5. The method of claim 1, wherein selecting constraints from a preset set of constraints according to the attention weights calculated by the text translation model comprises:

selecting constraints in a preset constraint set according to attention weights calculated by a text translation model and states of the candidate translations, wherein the states of the candidate translations include the constraint and the constraint, and under the condition that the candidate translations are obtained by using partial word extension of target phrases, the states of the candidate translations are in the constraint, and the target phrases are target end phrases corresponding to the constraints in the preset constraint set;

the target constraint satisfies at least one of the following conditions:

the state of the candidate translation is in a constraint.

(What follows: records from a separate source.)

PR #276, opened 2017-10-02
Fix pagination total count

alxy:
This ensures that all scopes are applied to the query and is in compliance with the L5.5 paginate() method.
Fixes https://github.com/octobercms/october/issues/3138 .

### DIFF
--- a/src/Database/Builder.php
+++ b/src/Database/Builder.php
@@ -123,7 +123,7 @@ class Builder extends BuilderModel
             $perPage = $this->model->getPerPage();
         }
 
-        $total = $this->query->getCountForPagination();
+        $total = $this->toBase()->getCountForPagination();
         $this->query->forPage((int) $currentPage, (int) $perPage);
 
         return new LengthAwarePaginator($this->get($columns), $total, $perPage, $currentPage, [


LukeTowers:
Could you explain in a bit more detail how exactly this works? Wouldn't `toBase()` just return a blank copy of the query object? And why is the regular query still run on the `->query` property afterwards? Does `toBase()` modify the underlying query instance?

alxy:
First of all, please note that this mimics the default Laravel behavior: https://github.com/laravel/framework/blob/5.5/src/Illuminate/Database/Eloquent/Builder.php#L708 (I'm not really sure why it is necessary to overwrite this method anyway).

The [toBase()](https://github.com/laravel/framework/blob/5.5/src/Illuminate/Database/Eloquent/Builder.php#L1167-L1175) just returns a base ``Builder`` with scopes like ``SoftDelete`` applied to it. This will ensure all constraints given by the scopes are actually applied to the query. Please note, that ``getQuery()`` also actually returns ``$this->query``.

daftspunk:
LGTM. Looks like a missed migration from L5.1 -> L5.5

PR #277, opened 2017-10-04
Fixes https://github.com/octobercms/october/issues/2845

alxy:
This is an additional fix to https://github.com/octobercms/october/issues/2845 for ``BelongsTo`` proxy fields.
For more details, refer to the issue comments.

### DIFF
--- a/src/Database/Relations/BelongsTo.php
+++ b/src/Database/Relations/BelongsTo.php
@@ -68,6 +68,7 @@ class BelongsTo extends BelongsToBase
             if (!$value->exists) {
                 $value->bindEventOnce('model.afterSave', function() use ($value){
                     $this->associate($value);
+                    $this->child->save(['timestamps' => false]);
                 });
             }
 


daftspunk:
Discussion continued at https://github.com/octobercms/october/issues/2845

daftspunk:
This is fixed using alternative method. See related commits (above).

6. A text translation apparatus, comprising:

a memory for storing a program;

a processor for executing the memory-stored program, the processor being configured to, when the memory-stored program is executed by the processor:

acquiring a candidate translation corresponding to a source text;

7. The apparatus of claim 6, wherein the processor is specifically configured to:

8. The apparatus of claim 7, wherein the processor is specifically configured to:

9. The apparatus of claim 6, wherein the processor is specifically configured to:

10. The apparatus of claim 6, wherein the processor is specifically configured to:

the target constraint satisfies at least one of the following conditions:

the state of the candidate translation is in a constraint.

11. A computer-readable storage medium, characterized in that the computer-readable storage medium stores a program code comprising instructions for performing part or all of the steps of the method according to any one of claims 1 to 5.